The Department of Public Works and Highways (DPWH) is provided with Php 637.9 Billion with a 40.3%
increase from its 2017 budget. On the other hand, the Department of Transportation (DOTr) gets Php
66.3 Billion for a 24.4% increase.
The other agencies with highest appropriations include Department of Interior and Local Government
(DILG) (Php 170.8 billion), Department of National Defense (DND) (Php 149.7 billion). Department of
Health (DOH), inclusive of the allocation for the Philippine Health Insurance Corporation (PHIC) (Php
167.9 Billion).
Under the Constitution, the Congress, voting jointly, has the sole power to extend martial law.

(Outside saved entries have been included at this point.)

PR #828, opened 2024-03-20
Set EAM permissions for genesis

mb1896:
This closes ENG-743

We want to set EAM permission when creating the subnet.

Example usage:

To set allowed address:
```bash
cargo make --makefile infra/fendermint/Makefile.toml -e ALLOWED_ADDR_LIST=<addr1>,<addr2> subnet-genesis-set-eam-permissions
```

If allowed address are not provided, will proceed with `unrestricted` EAM permission.
```bash
cargo make --makefile infra/fendermint/Makefile.toml subnet-genesis-set-eam-permissions
```

It can also be executed as a dependency step for a bigger step, such as `tasks.child-validator`, using the same way of  providing input `-e ALLOWED_ADDR_LIST`.

### DIFF
--- a/infra/fendermint/scripts/subnet.toml
+++ b/infra/fendermint/scripts/subnet.toml
@@ -126,8 +126,8 @@ env = { "CMD" = "genesis --genesis-file /data/genesis.json ipc from-parent --sub
 [tasks.subnet-genesis-set-eam-permissions]
 extend = "fendermint-tool"
 script.pre = """
-echo "ALLOWED_ADDR_LIST=${ALLOWED_ADDR_LIST}"
 if [[ ! -z ${ALLOWED_ADDR_LIST} ]]; then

A
majority vote of the two chambers — or at least 158 members — was necessary to pass the Resolution.
As a whole, there were 240 members of Congress who approved the motion to extend Martial Law and
27 who voted against the extension.
The overwhelming approval in the House of Representatives, where 226 voted yes while 23 voted no,
simply demonstrates the strength of the “supermajority” in the Lower House. In the Senate, a total of
14 senators voted in favor of the motion and 4 were against it.
Before the end of 2017, some members of the opposition filed a petition in the Supreme Court to
issue a temporary restraining order (TRO) on the extension of martial law and the suspension of writ of
habeas corpus. They argued that the latest request of the President for Martial Law extension has no
basis as the siege of Marawi City by Islamic State-linked fighters is already over. Albay Representative
Edcel Lagman said that “imminent danger of rebellion or invasion is no longer a ground for the
declaration or extension of martial law.”
The President in his letter to Congress stressed that Mindanao continues to be a “hotbed of rebellion”
noting the presence of DAESH-Inspired Da’awatul islamiyah Waliyatui Masriq (DIWM), other like-minded
Local/Foreign Terrorist Groups (L/FTGs) and Armed Lawless Groups (ALGs), and the communist terrorists
(CTs) and their coddlers, supporters, and financiers.